━━ DATASET EXTRACT

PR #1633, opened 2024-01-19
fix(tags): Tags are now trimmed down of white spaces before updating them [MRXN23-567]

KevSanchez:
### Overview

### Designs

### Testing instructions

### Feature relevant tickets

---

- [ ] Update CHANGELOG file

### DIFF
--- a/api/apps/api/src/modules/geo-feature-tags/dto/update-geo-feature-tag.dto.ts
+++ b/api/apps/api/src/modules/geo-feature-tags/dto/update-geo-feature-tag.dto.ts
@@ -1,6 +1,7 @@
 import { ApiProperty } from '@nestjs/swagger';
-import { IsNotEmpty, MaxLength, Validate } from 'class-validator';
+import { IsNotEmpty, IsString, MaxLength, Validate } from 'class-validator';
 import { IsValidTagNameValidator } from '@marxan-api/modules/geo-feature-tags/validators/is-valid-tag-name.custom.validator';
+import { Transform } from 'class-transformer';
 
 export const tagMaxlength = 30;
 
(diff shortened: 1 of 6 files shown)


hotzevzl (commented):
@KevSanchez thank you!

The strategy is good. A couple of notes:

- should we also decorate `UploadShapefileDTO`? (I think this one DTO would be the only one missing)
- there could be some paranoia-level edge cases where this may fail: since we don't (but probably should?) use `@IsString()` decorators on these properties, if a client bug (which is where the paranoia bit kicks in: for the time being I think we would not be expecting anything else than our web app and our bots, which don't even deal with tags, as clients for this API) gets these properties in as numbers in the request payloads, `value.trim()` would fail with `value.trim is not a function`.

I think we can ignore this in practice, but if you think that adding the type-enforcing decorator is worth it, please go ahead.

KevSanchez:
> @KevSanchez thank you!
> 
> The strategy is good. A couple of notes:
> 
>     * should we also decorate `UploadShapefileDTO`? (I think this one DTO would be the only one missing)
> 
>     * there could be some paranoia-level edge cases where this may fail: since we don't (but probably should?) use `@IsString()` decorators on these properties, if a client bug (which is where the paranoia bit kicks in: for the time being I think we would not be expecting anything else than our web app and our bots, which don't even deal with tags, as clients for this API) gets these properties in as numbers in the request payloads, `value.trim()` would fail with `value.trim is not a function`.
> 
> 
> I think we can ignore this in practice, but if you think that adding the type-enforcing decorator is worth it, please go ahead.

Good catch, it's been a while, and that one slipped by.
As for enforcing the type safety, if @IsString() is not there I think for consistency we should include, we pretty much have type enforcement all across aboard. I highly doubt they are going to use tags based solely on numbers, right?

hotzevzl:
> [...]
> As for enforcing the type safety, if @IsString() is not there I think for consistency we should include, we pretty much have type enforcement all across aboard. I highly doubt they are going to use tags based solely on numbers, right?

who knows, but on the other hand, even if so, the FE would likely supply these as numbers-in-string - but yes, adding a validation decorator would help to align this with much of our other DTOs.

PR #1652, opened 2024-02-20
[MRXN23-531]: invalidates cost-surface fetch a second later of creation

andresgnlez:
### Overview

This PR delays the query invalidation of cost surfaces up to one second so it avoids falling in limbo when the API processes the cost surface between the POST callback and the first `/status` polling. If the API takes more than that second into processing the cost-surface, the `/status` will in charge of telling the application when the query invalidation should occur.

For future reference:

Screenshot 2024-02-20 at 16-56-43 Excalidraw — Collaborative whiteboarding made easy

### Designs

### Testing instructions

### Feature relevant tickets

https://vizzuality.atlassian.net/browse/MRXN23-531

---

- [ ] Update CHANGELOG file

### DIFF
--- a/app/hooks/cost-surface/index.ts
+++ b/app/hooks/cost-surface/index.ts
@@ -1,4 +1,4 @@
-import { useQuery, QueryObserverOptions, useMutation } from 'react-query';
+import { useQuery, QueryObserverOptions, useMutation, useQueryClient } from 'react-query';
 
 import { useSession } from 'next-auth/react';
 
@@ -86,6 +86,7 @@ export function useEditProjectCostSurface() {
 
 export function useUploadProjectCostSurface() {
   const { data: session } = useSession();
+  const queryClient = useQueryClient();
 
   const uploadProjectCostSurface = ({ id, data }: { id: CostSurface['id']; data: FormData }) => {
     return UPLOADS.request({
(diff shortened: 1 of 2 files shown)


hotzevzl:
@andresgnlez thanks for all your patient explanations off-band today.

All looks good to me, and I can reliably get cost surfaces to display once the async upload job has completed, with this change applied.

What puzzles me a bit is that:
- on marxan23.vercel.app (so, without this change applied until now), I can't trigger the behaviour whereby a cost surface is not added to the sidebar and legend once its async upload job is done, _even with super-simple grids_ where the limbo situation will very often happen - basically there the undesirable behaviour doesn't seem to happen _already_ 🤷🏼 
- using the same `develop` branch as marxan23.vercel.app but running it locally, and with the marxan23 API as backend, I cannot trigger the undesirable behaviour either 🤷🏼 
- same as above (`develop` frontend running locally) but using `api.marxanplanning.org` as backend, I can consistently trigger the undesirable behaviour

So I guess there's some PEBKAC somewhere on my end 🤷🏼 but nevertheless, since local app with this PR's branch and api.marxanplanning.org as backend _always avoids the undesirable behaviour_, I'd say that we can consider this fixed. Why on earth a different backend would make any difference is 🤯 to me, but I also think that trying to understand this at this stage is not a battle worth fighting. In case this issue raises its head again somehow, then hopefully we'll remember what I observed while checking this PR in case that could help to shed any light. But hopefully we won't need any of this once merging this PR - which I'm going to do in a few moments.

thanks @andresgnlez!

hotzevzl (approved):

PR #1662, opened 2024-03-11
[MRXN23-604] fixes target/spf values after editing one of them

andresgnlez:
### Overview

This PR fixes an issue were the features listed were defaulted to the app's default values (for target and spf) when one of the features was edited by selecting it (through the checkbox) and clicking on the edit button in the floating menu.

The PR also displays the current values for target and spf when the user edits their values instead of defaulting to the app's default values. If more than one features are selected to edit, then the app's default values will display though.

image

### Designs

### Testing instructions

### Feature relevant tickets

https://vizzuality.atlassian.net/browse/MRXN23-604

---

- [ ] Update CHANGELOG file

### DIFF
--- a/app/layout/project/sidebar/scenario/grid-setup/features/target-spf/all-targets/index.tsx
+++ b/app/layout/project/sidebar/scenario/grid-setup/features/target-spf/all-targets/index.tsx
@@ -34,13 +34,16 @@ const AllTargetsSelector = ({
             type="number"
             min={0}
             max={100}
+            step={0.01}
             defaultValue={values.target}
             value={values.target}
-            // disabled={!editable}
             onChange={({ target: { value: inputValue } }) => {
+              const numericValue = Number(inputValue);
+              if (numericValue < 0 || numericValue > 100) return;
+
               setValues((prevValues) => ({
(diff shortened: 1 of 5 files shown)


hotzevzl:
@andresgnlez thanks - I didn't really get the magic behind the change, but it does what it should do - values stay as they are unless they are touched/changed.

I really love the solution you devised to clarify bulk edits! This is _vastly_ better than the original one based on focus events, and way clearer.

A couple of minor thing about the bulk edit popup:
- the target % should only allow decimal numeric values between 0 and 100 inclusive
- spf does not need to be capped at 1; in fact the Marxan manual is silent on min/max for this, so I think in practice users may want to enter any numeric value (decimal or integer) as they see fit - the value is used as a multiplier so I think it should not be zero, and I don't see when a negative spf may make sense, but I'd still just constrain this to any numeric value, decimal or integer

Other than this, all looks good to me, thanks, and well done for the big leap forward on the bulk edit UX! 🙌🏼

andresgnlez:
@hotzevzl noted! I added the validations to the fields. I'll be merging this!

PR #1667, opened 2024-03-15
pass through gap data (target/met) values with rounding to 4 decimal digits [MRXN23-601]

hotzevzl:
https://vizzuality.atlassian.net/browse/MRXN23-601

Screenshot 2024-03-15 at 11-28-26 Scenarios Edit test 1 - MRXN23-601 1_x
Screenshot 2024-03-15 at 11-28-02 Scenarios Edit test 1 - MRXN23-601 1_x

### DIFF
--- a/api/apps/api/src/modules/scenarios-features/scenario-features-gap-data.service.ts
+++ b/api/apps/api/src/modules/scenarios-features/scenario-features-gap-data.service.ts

━━━━

▸ TASK STATEMENT:
Retype the records above, but only those lines that fall between the line containing "This PR delays" and the line containing "queryClient = useQueryClient();", with both of those lines included, exactly as written.

▸ TASK SOLUTION:
This PR delays the query invalidation of cost surfaces up to one second so it avoids falling in limbo when the API processes the cost surface between the POST callback and the first `/status` polling. If the API takes more than that second into processing the cost-surface, the `/status` will in charge of telling the application when the query invalidation should occur.

For future reference:

Screenshot 2024-02-20 at 16-56-43 Excalidraw — Collaborative whiteboarding made easy

### Designs

### Testing instructions

### Feature relevant tickets

https://vizzuality.atlassian.net/browse/MRXN23-531

---

- [ ] Update CHANGELOG file

### DIFF
--- a/app/hooks/cost-surface/index.ts
+++ b/app/hooks/cost-surface/index.ts
@@ -1,4 +1,4 @@
-import { useQuery, QueryObserverOptions, useMutation } from 'react-query';
+import { useQuery, QueryObserverOptions, useMutation, useQueryClient } from 'react-query';
 
 import { useSession } from 'next-auth/react';
 
@@ -86,6 +86,7 @@ export function useEditProjectCostSurface() {
 
 export function useUploadProjectCostSurface() {
   const { data: session } = useSession();
+  const queryClient = useQueryClient();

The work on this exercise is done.